TASK DETAILS
Every line holding "finished" should be copied from the records below.

[INFORMATION — start]

PR #237, opened 2018-10-06
Make successive calls to Span#end a noop

felixbarny:
this is required by the OT API

### DIFF
--- a/apm-agent-core/src/main/java/co/elastic/apm/impl/transaction/Span.java
+++ b/apm-agent-core/src/main/java/co/elastic/apm/impl/transaction/Span.java
@@ -59,6 +59,7 @@ public class Span extends AbstractSpan<Span> implements Recyclable {
     }
 
     public Span start(Transaction transaction, @Nullable Span parentSpan, long epochMicros, boolean dropped) {
+        this.finished = false;
         this.transaction = transaction;
         this.clock.init(transaction.clock);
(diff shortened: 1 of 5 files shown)


apm-agent-core/src/main/java/co/elastic/apm/impl/transaction/Span.java
```diff
@@ -59,6 +59,7 @@ public Span(ElasticApmTracer tracer) {
     }
 
     public Span start(Transaction transaction, @Nullable Span parentSpan, long epochMicros, boolean dropped) {
+        this.finished = false;
```
eyalkoren: I think this better go into a final non-abstract `start` method in AbstractSpan, like you did with `end`, and the rest can be an implementation of an abstract method defined in super (like `doEnd`)

apm-agent-core/src/main/java/co/elastic/apm/impl/transaction/Span.java
```diff
@@ -84,6 +85,7 @@ private Span start(TraceContext parent, long epochMicros, boolean dropped) {
     }
 
     public Span startNoop() {
+        finished = false;
```
eyalkoren: Same comment goes here. This way, `finished` context can be limited to be AbstractSpan private

eyalkoren:
Just one small encapsulation suggestion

[INFORMATION — finish]

ANSWER SPACE
+        this.finished = false;
+        this.finished = false;
+        finished = false;
eyalkoren: Same comment goes here. This way, `finished` context can be limited to be AbstractSpan private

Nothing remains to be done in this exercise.